[Opening Material provided section]

PR #3158, opened 2017-06-23
Fix NullReferenceException when no LogConsistencyProvider attribute is provided

Liversage:
If a `LogConsistencyProvider` is configured with the name `Default` then a `JournaledGrain` without a `LogConsistencyProviderAttribute` will use that provider. However, a bug in a logging statement resulted in a `NullReferenceException`. The name of the provider was retrieved from the variable `attr` that is `null` when no attribute is specified.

[Closing Material provided section]

Output every line of the listing exactly as written.

* [The completed task]
PR #3158, opened 2017-06-23
Fix NullReferenceException when no LogConsistencyProvider attribute is provided

Liversage:
If a `LogConsistencyProvider` is configured with the name `Default` then a `JournaledGrain` without a `LogConsistencyProviderAttribute` will use that provider. However, a bug in a logging statement resulted in a `NullReferenceException`. The name of the provider was retrieved from the variable `attr` that is `null` when no attribute is specified.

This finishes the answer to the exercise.